In the first Australian counterterror cold case ever to be reopened, police confirmed Saturday that they had established a special strike force called Operation Forbearance to investigate the two bombings on Dec. 23, 1982.

Detectives traveled in May to an American jail to interrogate a prime suspect, Jordanian-born Palestinian Mohammed Rashid, local media reported. But the police at a news conference Sunday neither confirmed nor denied whether members of Operation Forbearance had interviewed him.

Rashid, 65, is serving a seven-year sentence at a federal prison in Indiana for the bombing of a Pan Am flight from Japan to Hawaii in August 1982. A passenger was killed and 15 were injured.

Australian detectives believe that Rashid, who is scheduled to be released in March, also was behind the bombings of the Israeli Consulate and the Hakoah Club. No one was killed in either bombing, which occurred hours apart, although two people were injured at the consulate. The bomb in the car park underneath the Hakoah Club, a popular Jewish social club in Bondi, was designed to collapse the building, police believe.

Mohammed Ali Beydoun, then a 32-year-old Lebanese-Australian citizen, was charged with the Hakoah bombing but the case was dropped by the New South Wales attorney general due to insufficient evidence.

It has long been suspected that the perpetrators were members of the Iraqi-based May 15 terror organization.

Operation Forbearance detectives are now seeking Husayn Muhammad al-Umari — known as Abu Ibrahim, or the “bomb man” – who like Rashid was at the forefront of the May 15 organization. Umari is accused of preparing the bomb on Flight 830 to Hawaii that was planted by Rashid. The FBI is offering a $5 million rewaerd for information leading directly to his capture or conviction. Umari, a Jaffa native, has a Lebanese passport, according to the FBI.

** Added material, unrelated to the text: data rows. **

PR #215, opened 2024-08-13
Adds support for `get_imported_type`, `get_type` and `get_built_in_or_defined_type`

desaikd:
### Description of changes:
This PR adds support for `get_imported_type`, `get_type` and `get_built_in_or_defined_type`.

### List of changes:
- Adds `get_imported_type` API which can help get a particular type that is being imported to given schema
- Renames previous `get_type` -> `get_built_in_or_defined_type` as it only provides types that are defined within the schema or a built in type.
- Adds `get_type` which

----

### DIFF
--- a/ion-schema-tests-runner/src/generator.rs
+++ b/ion-schema-tests-runner/src/generator.rs
@@ -321,7 +321,7 @@ fn generate_preamble(root_dir_path: &Path) -> TokenStream {
         /// Asserts that a value is or is not valid for a given ISL type.
         fn __assert_value_validity_for_type(value_ion: &str, schema_id: &str, type_id: &str, expect_valid: bool) -> Result<(), String> {
             let schema = __new_schema_system().load_schema(schema_id).unwrap();
-            let isl_type = schema.get_local_or_imported_type(type_id).unwrap();
+            let isl_type = schema.get_type(type_id).unwrap();
             let value: ion_rs::element::Element = ion_rs::element::Element::read_one(value_ion.as_bytes()).unwrap();
             let prepared_value: ion_schema::IonSchemaElement = if value.annotations().contains("document") && value.ion_type() == ion_rs::IonType::SExp {
                 let element_vec = value.as_sequence()
--- a/ion-schema-tests-runner/src/generator.rs
+++ b/ion-schema-tests-runner/src/generator.rs
@@ -321,7 +321,7 @@ fn generate_preamble(root_dir_path: &Path) -> TokenStream {
         /// Asserts that a value is or is not valid for a given ISL type.
         fn __assert_value_validity_for_type(value_ion: &str, schema_id: &str, type_id: &str, expect_valid: bool) -> Result<(), String> {
             let schema = __new_schema_system().load_schema(schema_id).unwrap();
-            let isl_type = schema.get_type(type_id).unwrap();
+            let isl_type = schema.get_local_or_imported_type(type_id).unwrap();
             let value: ion_rs::element::Element = ion_rs::element::Element::read_one(value_ion.as_bytes()).unwrap();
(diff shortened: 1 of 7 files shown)


ion-schema/src/schema.rs
```diff
@@ -53,15 +53,29 @@ impl Schema {
...
+    pub fn get_built_in_or_defined_type<A: AsRef<str>>(&self, name: A) -> Option<TypeDefinition> {
         let type_id = self
             .types
             .get_built_in_type_id_or_defined_type_id_by_name(name.as_ref())?;
         Some(TypeDefinition::new(*type_id, Arc::clone(&self.types)))
     }
 
+    /// Returns the requested type, if present in this schema or a a built in type or imported in the schema;
+    /// otherwise returns None.
+    pub fn get_type<A: AsRef<str>>(&self, name: A) -> Option<TypeDefinition> {
```
popematt, line 74: I know that the library is still considered unstable, but it is not a great idea to re-use a function name to mean something different.

Perhaps keep the existing `get_type` as is, and call this function `get_local_or_imported_type()` (built-in types are implicitly imported).

ion-schema/src/schema.rs
```diff
@@ -53,15 +53,29 @@ impl Schema {
         SchemaTypeIterator::new(Arc::clone(&self.types), self.types.get_imports())
     }
 
+    /// Returns the requested type, if imported in this schema;
+    /// otherwise returns None.
```
popematt, line 57: Documentation should mention that this includes built-in types.

ion-schema/src/system.rs
```diff
@@ -543,6 +543,14 @@ impl TypeStore {
         self.imported_type_ids_by_name.values().cloned().collect()
     }
 
+    /// Provides the [`TypeId`] associated with given name if it exists in the [`TypeStore`] as an imported type;
+    /// Otherwise returns None
```
popematt, line 547: Comment should mention built in types.

popematt (commented):
Few minor comments.

On a more general note, if there's a big formatting change like this, can you please put that into a separate commit in the same PR (or a different PR) so that I can look at them separately?

ion-schema/src/schema.rs
desaikd: I think this should only include the imported types for built-in types there is already `get_local_or_imported_type` API. This is just to keep the imports separate. I have modified the logic for it in the `TypeStore`.

ion-schema/src/system.rs
desaikd: I have modified this method to only include imported types. For built-in types, there is already `get_type_id_by_name` API available.

ion-schema/src/schema.rs
desaikd: Makes sense. Will change this accordingly.

ion-schema-tests-runner/src/generator.rs
```diff
@@ -321,7 +321,7 @@ fn generate_preamble(root_dir_path: &Path) -> TokenStream {
         /// Asserts that a value is or is not valid for a given ISL type.
         fn __assert_value_validity_for_type(value_ion: &str, schema_id: &str, type_id: &str, expect_valid: bool) -> Result<(), String> {
             let schema = __new_schema_system().load_schema(schema_id).unwrap();
-            let isl_type = schema.get_type(type_id).unwrap();
+            let isl_type = schema.get_local_or_imported_type(type_id).unwrap();
```
popematt, line 324: Is it _necessary_ to change this name? Is the benefit worth it for the churn that users would have to deal with?

popematt (approved):

ion-schema-tests-runner/src/generator.rs
desaikd: I think we can just keep the name same for now(i.e. `get_type`). The method will also return imported type now, which seems to be reasonable. User can rely on `get_built_in_or_defined_type` for previous behavior.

May 15, sometimes known as the Abu-Ibrahim Faction, was a Baghdad-based offshoot of the Popular Front for the Liberation of Palestine. Founded in 1979, it claimed credit for the bombings of El Al offices in Rome and Istanbul, as well as bombings of Israeli embassies in Vienna and Athens, according to the Encyclopedia of Terrorism.

“We welcome the fact that new evidence seems to have come to light that might help solve this case,” Yair Miller, the president of the New South Wales Jewish Board of Deputies, told Sydney’s The Sun-Herald newspaper.

Jeremy Jones, a former president of the Executive Council of Australian Jewry who has compiled the annual report on anti-Semitic incidents in Australia since the late 1980s, told Channel Seven news that “It’s very promising that we now know this matter hasn’t ended.”